Drug addiction symptoms

Drug addiction symptoms - early signs


People try drugs for many different reasons. Usually they experiment with drugs because of curiosity, desire to have good time, because their friends do them.  Often  they use drugs as a tool to solve stress situation, to ease a problem, to  get rid of anxiety or depression.

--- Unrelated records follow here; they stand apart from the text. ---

PR #529, opened 2023-05-09
Add test image cleanup

### LINKED ISSUE #519: Fix image deletion in integration tests
#516 disabled the inline image deletion from integration tests, as it would sometimes corrupt the build cache. Test images will just pile up now- not a problem for CI, but definitely a problem for local execution. 

We don't want to just blindly `prune` or otherwise blast images that our test might not have created (at least not without also marking such tests as `destructive`), but the distributed nature of `pytest-xdist` complicates the necessary bookkeeping to defer explicit image deletion until the end of the session, since only the workers know what images they created, but the main session teardown hook runs in the main controller long after the required data is lost.

One idea:
* Have `delete_image` record the image names in a per-runtime `set` that's tied to a session-scoped fixture. At fixture teardown, merely append the data to well-known filenames in the session tempdir (using a lockfile/mutex or atomic write, since multiple workers may hit it at once). Then have the main session or unload hook read all the names for each runtime into a set (as some may be duplicated across workers) and best-effort delete all the images in those files, producing warnings if there are problems.

Shrews:
Removes any images created for tests.

Note that intermediary images are not removed. These can be cleaned up with a simple `podman image prune` or `docker image prune` command.

Fixes #519

### DIFF
--- a/test/conftest.py
+++ b/test/conftest.py
@@ -1,9 +1,11 @@
+import filelock
 import os
 import pathlib
 import pytest
 import re
 import shutil
 import subprocess
+import tempfile
 import uuid
 import yaml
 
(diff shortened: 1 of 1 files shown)


Shrews:
Closed because GH was not updating this PR. Replaced with https://github.com/ansible/ansible-builder/pull/531.

PR #538, opened 2023-05-17
Added scenarios for version 3

Akasurde:

PR #544, opened 2023-05-21
Docs: mention a few base images as examples, using a free one as the default

felixfontein:
Right now the example base image can only be pulled with an account. This replaces it with a free alternative (UBI 9 base image), and lists several examples (Rocky Linux 9, CentOS Stream 9, and the original AAP base image).

### DIFF
--- a/docs/definition.rst
+++ b/docs/definition.rst
@@ -48,6 +48,7 @@ Below is an example version 3 EE file:
         # Other available base images:
         #   - quay.io/rockylinux/rockylinux:9
         #   - quay.io/centos/centos:stream9
+        #   - registry.fedoraproject.org/fedora:38
         #   - registry.redhat.io/ansible-automation-platform-23/ee-minimal-rhel8:latest
         #     (needs an account)
 
--- a/docs/definition.rst
+++ b/docs/definition.rst
@@ -48,7 +48,7 @@ Below is an example version 3 EE file:
         # Other available base images:
         #   - quay.io/rockylinux/rockylinux:9
         #   - quay.io/centos/centos:stream9
-        #   - registry.redhat.io/ansible-automation-platform-21/ee-minimal-rhel8:latest
+        #   - registry.redhat.io/ansible-automation-platform-23/ee-minimal-rhel8:latest
         #     (needs an account)
 
     additional_build_files:
--- a/docs/definition.rst
+++ b/docs/definition.rst
@@ -44,7 +44,12 @@ Below is an example version 3 EE file:
 
     images:
       base_image:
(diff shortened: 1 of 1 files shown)


docs/definition.rst
```diff
@@ -44,7 +44,12 @@ Below is an example version 3 EE file:
 
     images:
       base_image:
-        name: registry.redhat.io/ansible-automation-platform-21/ee-minimal-rhel8:latest
+        name: docker.io/redhat/ubi9:latest
+        # Other available base images:
+        #   - quay.io/rockylinux/rockylinux:9
+        #   - quay.io/centos/centos:stream9
+        #   - registry.redhat.io/ansible-automation-platform-21/ee-minimal-rhel8:latest
```
samccann:
```suggestion
        #   - registry.redhat.io/ansible-automation-platform-23/ee-minimal-rhel8:latest
```

felixfontein: Does that one work fine? I cannot access it (to test it).

samccann: I copied it from https://github.com/ansible/ansible-builder/pull/538 and @Akasurde said it works :-)

Akasurde:
```
...
Running command:
  podman build -f context/Containerfile -t ee_rhel_8 --no-cache context
STEP 1: FROM registry.redhat.io/ansible-automation-platform-23/ee-minimal-rhel8:latest AS base
STEP 2: USER root
6d0a685aeb939ba6893b35348ff5e9787d44a1a670c02f12ba8b0acb1ac56c23
STEP 3: ARG EE_BASE_IMAGE
...
```

felixfontein:
I just noticed that https://github.com/ansible/ansible-builder/blob/devel/demo/execution-environment.yml also contains some images; I've added the Fedora 38 example from there.

samccann (approved):
LGTM

nitzmahone (approved):

nitzmahone:
Thanks- definitely makes sense to show that this works with lots of different base images.

I'm a little torn on how much further to go with that on this very first sample though. I'm thinking we might want to just make the first one dirt-simple, then follow up with a number of "cookbook" style examples that delve into individual features. Ideally most folks will just need bare bones core/runner + a few collections that will auto-handle all the deps. Especially for the RH-supplied downstream images that already have Python/Core/Runner, the EE def can literally just be "base image + a couple collections", but is slightly more complex because it uses microdnf.

Assuming RHEL.next converges on `dnf5`, all will be wonderful then, right? :laughing:

samccann:
https://github.com/ansible/ansible-builder/pull/538 starts that cookbook like approach as a set of scenarios fwiw

felixfontein:
@samccann @Akasurde @nitzmahone thanks for reviewing and merging!

PR #546, opened 2023-05-23
Fix pulp integration test

Akasurde:
* Use `--no-cache` parameter to build the image from scratch since image signing is not working on intermediate/cached layers.


sivel:
Since this sounds like it would be the path many customers will be taking, should we do a bit more here instead of just correcting the test? I'm concerned that if we just fix this in tests, we might be hiding a common issue that users may run into.

PR #555, opened 2023-06-05
[RFE] Support for tags from the configuration file

### LINKED ISSUE #523: [RFE]  Allow the user to specify a default tag in the `execution-environment.yml`
If added as an optional key, to replace the default, it would allow for a "right-click" build without having to prompt the user in VSCode.

This would also have the side benefit of identifying which EE a  given `execution-environment.yml` file was for as today, there is no metadata within the execution-environment.yml indicating the name of the EE being built. 

Related: https://github.com/ansible/vscode-ansible/issues/878

Akasurde:
##### SUMMARY

* Added support for providing tags from the configuration file

Fixes: #523

##### ISSUE TYPE
- Bugfix Pull Request
- Feature Pull Request
- Test Pull Request

##### COMPONENT NAME
demo/execution-environment.yml
docs/definition.rst
src/ansible_builder/ee_schema.py
src/ansible_builder/main.py
test/unit/test_user_definition.py

### DIFF
--- a/src/ansible_builder/ee_schema.py
+++ b/src/ansible_builder/ee_schema.py
@@ -329,7 +329,7 @@ schema_v3 = {
         },
 
         "options": {
-            "description": "Options that affects the runtime behavior",
+            "description": "Options that affect the runtime behavior",
             "type": "object",
             "additionalProperties": False,
             "properties": {
@@ -374,7 +374,7 @@ schema_v3 = {
                 },
                 "tags": {
                     "description": "Specifies the name which is assigned to resulting image if build process completes successfully",
-                    "type": ["string", "array", "null"],
+                    "type": "array",
                 },
             },
         },
--- a/src/ansible_builder/ee_schema.py
+++ b/src/ansible_builder/ee_schema.py
@@ -329,7 +329,7 @@ schema_v3 = {
         },
 
         "options": {
-            "description": "Options that effect runtime behavior",
+            "description": "Options that affects the runtime behavior",
             "type": "object",
             "additionalProperties": False,
             "properties": {
@@ -371,6 +371,10 @@ schema_v3 = {
                             "type": "string",
                         },
                     },
+                },
+                "tags": {
+                    "description": "Specifies the name which is assigned to resulting image if build process completes successfully",
+                    "type": ["string", "array", "null"],
                 },
             },
         },
@@ -444,3 +448,4 @@ def _handle_options_defaults(ee_def: dict):
         'cmd': '["bash"]',
     })
     options.setdefault('user', '1000')
+    options.setdefault('tags', [])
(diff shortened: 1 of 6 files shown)


src/ansible_builder/ee_schema.py
```diff
@@ -372,6 +372,10 @@
                         },
                     },
                 },
+                "tags": {
+                    "description": "Specifies the name which is assigned to resulting image if build process completes successfully",
+                    "type": ["string", "array", "null"],
```
Shrews: Why allow `null`? I'd rather we only accept `array` here so we don't have to do code gymnastics to determine if it's a string or a list in other parts of the code.

src/ansible_builder/ee_schema.py
```diff
@@ -329,7 +329,7 @@
         },
 
         "options": {
-            "description": "Options that effect runtime behavior",
+            "description": "Options that affects the runtime behavior",
```
Shrews:
```suggestion
            "description": "Options that affect the runtime behavior",
```

Shrews (changes requested):
We should probably test and account for a user specifying tags in both the EE file and on the command line. Not sure of the proper way to handle that case... combine the tags? ... prefer CLI over EE (similar to `--build-arg` CLI flag)?

src/ansible_builder/ee_schema.py
Akasurde: Ok.

Akasurde:
> We should probably test and account for a user specifying tags in both the EE file and on the command line. Not sure of the proper way to handle that case... combine the tags? ... prefer CLI over EE (similar to `--build-arg` CLI flag)?

Right now I am combining the tags, if the user provided tags on both cli and ee def files.

nitzmahone:
CLI should override, not combine- that could cause unexpected behavior... The in-definition tags should only override the default name if nothing else is provided (this keeps the same behavior we have today, just allows the EE def to change the default name).

src/ansible_builder/ee_schema.py
```diff
@@ -372,6 +372,10 @@
                         },
                     },
                 },
+                "tags": {
+                    "description": "Specifies the name which is assigned to resulting image if build process completes successfully",
+                    "type": "array",
```
Shrews, line 377:
```suggestion
                    "type": "array",
                    "items": {
                        "type": "string"
                    }

```

src/ansible_builder/ee_schema.py
```diff
@@ -372,6 +372,10 @@
                         },
                     },
                 },
+                "tags": {
+                    "description": "Specifies the name which is assigned to resulting image if build process completes successfully",
```
Shrews:
```suggestion
                    "description": "A list of names to assign to the resulting image if build process completes successfully",
```

Shrews (changes requested):
Suggested some modifications to the schema to make it more robust.

Also, I tested this locally and the CLI `-t` option is not overriding the tags listed in the EE.

Shrews (approved):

Addicted to drugs people often feel ashamed and try to conceal the problem. If you suspect that your friend or family member might be using the drugs, look for the following warning signs. There are physical, behavioral and psychological drug addiction symptoms.

 

The common physical signs are:

-Bloodshot eyes, unusually dilated or narrowed pupils;

-Increased or reduced appetite, sudden weigh loss or weight gain;

-Changes in sleep patterns, unexplainable sleep disorders;

-Unusual odor on breath, body, clothing;

-Hand tremor, slurred speech, impaired coordination;

-Negligence in physical appearance.

 

The common behavioral signs are:

-Poor attendance and performance at work or school;

-Negligence of responsibilities at school, work or home;

-Unexplained financial problems, growing debts;

- Frequent going outs or suspicious long staying alone locked in a room;

-Sudden change in favorite hangouts, loss of old friends and acquisition of the new questionable friends

-Involvement in different kinds of illegal activities: frequent fights, accidents, robbery, larceny, disorderly conduct;

-Deterioration of personal grooming habits.

 

The common psychological  signs are:

-Unexplained negative changes in personality and attitude;

-Frequent mood swings, irritability, aggressiveness; 

-Periods of unusual hyperactivity, agitation mixed with following periods of apathy, sleepiness, lethargy, dizziness

-Lack of motivation, loss of interest in work, study

-Appears fears, anxiousness,  paranoia or depression with no reason

If you recognize your relative, friend or the one you love in mentioned above signs/symptoms, consider talking to doctor about possible drug abuse.

 

Specific symptoms of drug addiction

Though the symptoms of drug addiction are pretty similar, some Commonly Abused Drugs have specific symptoms.

Heroin: narrowed to maximum pupils with no reaction to light;  marks on the skin from intravenous injections;  unusual sleepiness during a day;  loss of appetite and weight, the symptoms very much resembling flu in case of withdrawal from opioids such as sweating; muscle pain, watery eyes, running nose, sneezing, vomiting,  limb twitching.

Stimulants (amphetamines (including Crystal Meth), Cocaine (including Crack Cocaine), MDMA (ecstasy)  : euphoria, dilated pupils, dry mouth,  increased heart rate, sweating, fever,  hyperactivity; talkativeness, excessive irritability, anxiety,  paranoia, panic attacks,  long periods of time without eating and sleep with following after the increased appetite and deep sleep for the next few days.

Marijuana: glassy  red eyes; loud talking, inappropriate laughter and jokes, preposterous thoughts, drunk-like behavior.

Depressants (including bensodiazepines, GHB, hypnotics): contracted pupils, slurred speech, drowsiness, sleepiness, impaired concentration, clumsiness, confusion.

Hallucinogens (LSD, PCP): dilated pupils, detachment from people around, hallucinations, poor judgment, odd behavior including paranoia and panic attacks, fear, aggressiveness.

 

How to help a drug user

Discovering your loved one is using the drugs is very painful.  It makes you confused, anger. You are upset,  disrupted, scared. It’s important to control your emotions, behavior, to remain calm when confronting your relative or friend. You have to discuss the problem only when everyone is sober.  Try to express your worries  and make it clear that your concerns come from a place of love. Your loved one must feel your support. You must encourage him/her to pass treatment.

What you don't have to do is:

-To  make excuses for the drug use,  to cover up the problem, to pretend that nothing really happened or underestimate the seriousness of the situation;

-To attempt to punish, threaten, bribe or moralize a drug user. Try to speak to him/her rationally. Emotional appeals may only increase feelings of guilt and strengthen desire to use drugs.

-To take over the drug user's responsibilities for addiction. Usually it leaves an addict with no sense of importance or self-respect. People have to carry their own responsibility for their actions.

-To blame yourself, make yourself  feel guilty or responsible for another person's  behavior.

-To use the drugs with a drug user. Sharing the drugs doesn't make you closer to an addict.  By this way you run the risk to develop your own addiction.

What you have to do is to seek for a qualified medical help. The sooner you do that the better the result of treatment, the higher chances for successful recovery.